Aku sungguh sangat mengagumi karya tulisan dari
sahabat-sahabatku, Mereka
berkiprah dari hasil berfikirnya yang menggenang kaya, ide dan gagasannya luber
merambah kemana-mana, namun mereka tau bagaimana membuatnya tidak sia-sia
terbuang, mereka tau bagaimana membuatnya lebih berarti maka mereka
memenjarakan isi fikirannya, isi suara hatinya kedalam penjara kata-kata yang
ia tulis. Ia penjarakan di Blog, di tumblr, di note-note facebook, di buku
diary dan catatan lainya. Berharap ia akan beranak-pinak melahirkan sebuah
manfaat, khasanah dan ibroh. Dan itu yang aku kagumi dari
mereka para sahabatku yang suka menulis.
Ya ,tuhan, siang ini aku benar-benar
memujinya dengan tulus dan aku iri setengah mati, Hal itu yang membuat aku
bahkan tak jarang bertanya kepadanya : “ Sahabatku, bagaimana kamu bisa menulis
sedemikian bagus, aku ingin bisa sepertimu “.
Namun jawaban yang aku terima selalu berupa tanggapan yang menenangkan,
biasanya sahabatku akan berbalik memujiku, yang sepertinya aku meragukan
pujiannya, Sahabatku berkata : ”Tulisan kamu juga bagus, layak di baca oleh mata. Aku bahkan secara jujur
ingin seperti kamu, namun aku sadar bahwa kita memiliki perbedaan, itulah yang
di sebut dengan ke-khas-an, kamu dengan gaya penulisanmu, aku dengan gaya
penulisanku, aku tak bisa menyerupaimu dan kamu juga tak seharusnya menyamaiku.
Perbedaan itulah yang akan membuat
kita dengan ciri kita, aku dan kamu sama-sama harus berkarya, perbedaan itulah
nantinya yang di harapkan akan memperkaya setiap larik-larik tulisan diam kita
yang akan berbicara untuk menghantarkan pesan lewat huruf-huruf yang berderet
membentuk kata, kita percaya bahwa kata-kata itu terangkai dalam barisan phrase
yang sama-sama kita kagumi kandungan maknanya, karena phrase itu di dasarkan
hati yang ikhlas aku yakin akan membentuk kalimat yang berbunyi dan mampu di
dengar oleh telinga hati.

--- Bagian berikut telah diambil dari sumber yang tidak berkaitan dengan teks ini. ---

PR #747, opened 2020-08-06
Add support for System.Text.Json when parsing MessageAttributes

### LINKED ISSUE #723: Check SystemTextJsonSerializer GetMessageAttributes has been implemented
Currently not implemented

https://github.com/justeat/JustSaying/blob/5ead34edc7a6f63acac4c747f82f47ed92b55c79/src/JustSaying/Messaging/MessageSerialization/SystemTextJsonSerializer.cs#L59

gkinsman:
This PR resolves #723.

**Note on why some things have been deleted**

When the configuration lambda is passed to `AddJustSaying` or `ConfigureJustSaying`, the lambda is only executed _after_ the DI container is built, because the `MessageBusBuilder` needs an `IServiceProvider` to resolve components to build the bus:
```csharp
var builder = new MessagingBusBuilder()
    .WithServiceResolver(new ServiceProviderResolver(serviceProvider));
```

Unfortunately, this means that it's not possible to customise the `IServiceCollection` that becomes the `IServiceProvider` in the `AddJustSaying` configuration because the bus has already been built at this point.

**More detail** image

The current API to set the `IMessageSerializationFactory` uses methods on the `ServicesBuilder`: `WithSystemTextJson` and `WithNewtonsoftJson`. Those methods set the `ServicesBuilder.MessageSerializationFactory` to the corresponding newtonsoft/systemtextjson factory so that it can be passed into the `IMessageSerializationRegister` later. 

However, because  `IMessageSerializationRegister` is pulled from the DI container (unless it's been overriden), there is no way to give it the overridden `IMessageSerializationFactory`. We either pull the `IMessageSerializationRegister` from DI (in which case it wouldn't use the overridden `IMessageSerializationFactory`), or it has been overridden and we can't pass the custom `IMessageSerializationFactory` to it anyway.

Instead, I've just overridden it in the container directly:
```csharp
var services = GivenJustSaying()
    .ConfigureJustSaying((builder) => builder
        .WithLoopbackTopic<SimpleMessage>(UniqueName))
    .AddSingleton<IMessageSerializationFactory, SystemTextJsonSerializationFactory>()
    .AddSingleton<IHandlerAsync<SimpleMessage>>(handler);
```

It's perhaps not an ideal solution, but I can't see a way to cleanly add it to the `AddJustSaying` API. Is this potentially a weakness in that API that we want to resolve? Can anyone think  of any other extensions we'd want to add that would require updating the DI container that would necessitate changing it?

**tl;dr: I don't believe the `AddJustSaying` API can be used to modify the DI container in its current form, so I removed this API that needed to do that.**


src/JustSaying/Fluent/ServicesBuilder.cs
```diff
@@ -44,11 +44,6 @@ internal ServicesBuilder(MessagingBusBuilder busBuilder)
         /// </summary>
         internal Func<IMessageLockAsync> MessageLock { get; private set; }
 
-        /// <summary>
-        /// Gets or sets a delegate to a method to create the <see cref="IMessageSerializationFactory"/> to use.
-        /// </summary>
-        internal Func<IMessageSerializationFactory> MessageSerializationFactory { get; private set; }
```
martincostello, line 50: I think we'd still want this hook for usage of JustSaying _without_ a DI container.

src/JustSaying/Fluent/ServicesBuilderExtensions.cs
```diff
@@ -1,145 +0,0 @@
...
-using System.Text.Json;
-using Newtonsoft.Json;
-
-namespace JustSaying.Fluent
-{
-    /// <summary>
-    /// A class containing extension methods for the <see cref="ServicesBuilder"/> class.  This class cannot be inherited.
-    /// </summary>
-    [EditorBrowsable(EditorBrowsableState.Never)]
-    public static class ServicesBuilderExtensions
```
martincostello, line 12: Again, this is fluency for the JustSaying set up, not the MS DI one.

src/JustSaying/Fluent/ServicesBuilder.cs
gkinsman: Given that we expose a setter on `SerializationRegister` which takes a dependency on `MessageSerializationFactory ` - I don't think we can even pass this factory in to anywhere that could use it. 

Perhaps we need to change `CreateBus` from:
```csharp
        private JustSayingBus CreateBus(IMessagingConfig config, ILoggerFactory loggerFactory)
        {
            IMessageSerializationRegister register =
                ServicesBuilder?.SerializationRegister?.Invoke() ?? ServiceResolver.ResolveService<IMessageSerializationRegister>();

            return new JustSayingBus(config, register, loggerFactory);
        }
```

to something like this?
```csharp
        private JustSayingBus CreateBus(IMessagingConfig config, ILoggerFactory loggerFactory)
        {
            IMessageSerializationRegister register =
                ServicesBuilder?.SerializationRegister?.Invoke() ??
                ServiceResolver?.ResolveService<IMessageSerializationRegister>() ??
                new MessageSerializationRegister(<subjectProviderFromSomewhere>, 
                    ServicesBuilder.MessageSerializationFactory ?? new NewtonsoftSerializationFactory());

            return new JustSayingBus(config, register, loggerFactory);
        }
```

Do we have tests around using JS without DI? I'm not sure how I'd even go about using it without DI 😁

martincostello: I can't remember if there's an explicit tests for it without one to be honest, but the DI packages build on top of it to plug the dependencies into the service resolver, so it's sort of implicitly tested that way.

gkinsman: Ah ok fair. Yeah as for this, it appears that we're able to support a custom `IMessageSerializationFactory` already via the `IMessageSerializationRegister` override - the user could new up a `MessageSerializationRegister` and choose the serialization factory then. I'm not sure how this would work otherwise.

gkinsman:
@martincostello happy with this one? 🙂

PR #757, opened 2020-08-14
Add SNS request Id to log message when message is published

maurofranchi:
We are currently experiencing some SNS issues in production and AWS always ask us to provide them with some SNS Request Ids related to the problematic publish operations. Unfortunately JustSaying is not returning it.

This PR is to simply add the returned request Id (if present) to the message logged when a message is published.
I know V6 is currently in maintenance mode but this could help us investigate a bit better on any issue we might have on AWS.

### DIFF
--- a/JustSaying/AwsTools/MessageHandling/SnsTopicBase.cs
+++ b/JustSaying/AwsTools/MessageHandling/SnsTopicBase.cs
@@ -44,7 +44,7 @@ namespace JustSaying.AwsTools.MessageHandling
         }
 
         public abstract Task<bool> ExistsAsync();
-        
+
         public Task PublishAsync(Message message) => PublishAsync(message, CancellationToken.None);
 
         public async Task PublishAsync(Message message, CancellationToken cancellationToken)
@@ -54,7 +54,11 @@ namespace JustSaying.AwsTools.MessageHandling
             try
             {
                 var response = await Client.PublishAsync(request, cancellationToken).ConfigureAwait(false);
-                _eventLog.LogInformation($"Published message: '{request.Subject}' with content {request.Message}");
+                _eventLog.LogInformation(
+                    "Published message: '{Subject}' with content {Message} and request Id '{SnsRequestId}'",
+                    request.Subject,
+                    request.Message,
+                    response?.ResponseMetadata?.RequestId);
 
                 MessageResponseLogger?.Invoke(new MessageResponse
                 {
@@ -92,7 +96,7 @@ namespace JustSaying.AwsTools.MessageHandling
                         DataType = source.Value.DataType
                     };
                 });
-            
+
             return new PublishRequest
             {
                 TopicArn = Arn,


JustSaying/AwsTools/MessageHandling/SnsTopicBase.cs
```diff
@@ -54,7 +54,11 @@ public async Task PublishAsync(Message message, CancellationToken cancellationTo
             try
             {
                 var response = await Client.PublishAsync(request, cancellationToken).ConfigureAwait(false);
-                _eventLog.LogInformation($"Published message: '{request.Subject}' with content {request.Message}");
+                _eventLog.LogInformation(
```
martincostello, line 57: It's probably best to leave this as non-structured for the v6 branch for consistency.

I don't know what would be better, but also as the content isn't escaped this might could out looking a bit messy.

Meh, I don't have strong opinions either way.

slang25:
If the publish is fails with an exception then today you can use `HandleException` to then log the request id. @JosephWoodward added this functionality for this reason (AWS wanted request ids to be able to provide support)
https://github.com/justeat/JustSaying/pull/350

JustSaying/AwsTools/MessageHandling/SnsTopicBase.cs
maurofranchi: I have used the structured version because I wanted to make sure the Request Id was always logged and not truncated because the logged message reaches the logging client limit. I will refactor it and put it in front to make sure it is always logged.

martincostello:
Ah - for some reason I thought that capability only existed in v7. In that case, we can just use that and not bother changing the logs.

martincostello:
Just checked the tags of the merge commit (https://github.com/justeat/JustSaying/commit/ef8334a099e130ae06fa4aff61de21898321a98c) and it's in all the v6 releases.

maurofranchi:
> If the publish is fails with an exception then today you can use `HandleException` to then log the request id. @JosephWoodward added this functionality for this reason (AWS wanted request ids to be able to provide support)
> #350

I saw the messageId is returned, but lately AWS started asking for RequestId which is not currently added to the `MessageResponse` object from that PR you linked. Do you want me to add it to that object?

maurofranchi:
> I saw the messageId is returned, but lately AWS started asking for RequestId which is not currently added to the `MessageResponse` object from that PR you linked. Do you want me to add it to that object?

Also I forgot to say that in our case the request doesn't fail, so we would not have the `handleException`. It just takes a bit longer to publish the message.

slang25:
Ah yeah, that doesn't help

slang25:
I don't think adding it to the existing object makes sense, cause it relies on an exception occuring. I think this change makes most sense 👍

JustSaying/AwsTools/MessageHandling/SnsTopicBase.cs
martincostello: Hmm, in that case let's leave it structured, otherwise it might break if anyone is grepping the logs.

Teruslah berkarya sahabatku, berkaryalah, jangan kau
harapkan sama Antara aku dan kamu, kamu dengan warna mu aku dengan warna ku,
pelangi indah bukan karena satu warna, bukan? Teruslah memberi meski sedikit,
teruslah berkarya meski hanya sekedar tulisan lusuh.”
****
Aku takzim jika mengingat jawaban itu, dengan sepoi angin di bawah pohon ketapang yang merembas sampai
ke relung yang paling dalam, di tambah rasa damai karena jawaban yang begitu
bijak. Siang yang panas dan terik itu seperti meluruh.
Aku pun mencoba menarik pelajaran berharga dari jawaban sahabatku. Bahwa kita tak seharusnya menjadi seperti orang lain, kita tak
seharusnya menjadi sama dengan orang lain , karena kita tak akan pernah bisa,
diri kita adalah diri kita, kita bukanlah mereka, aku dan kamu berbeda satu
sama lain. Aku dengan kelebihan dan kekurangan yang melekat dalam diriku dan
kamu dengan kelebihan dan kekurangan yang melekat dalam dirimu. Selamanya tak
akan pernah bisa sama. Seperti
nasehat itu, kita di minta menjadi pelangi yang terdiri dari berbagai warna,
memberikan keindahan untuk mata, jika pelangi untuk mata, maka tulisan akan
lebih banyak menjangkau indra-indra lainya bahkan yang kasat sekalipun yaitu
isi hati.
Di Atas pohon ketapang yang
teramat rindang ini aku lihat salah satu pejantan memenangkan pertarungan dalam
memperebutkan sang betina jelita yang burung gereja itu kagumi. Mereka berasyik
– masyuk melakukan ritual sacral untuk melanjutkan generasi kehidupanya.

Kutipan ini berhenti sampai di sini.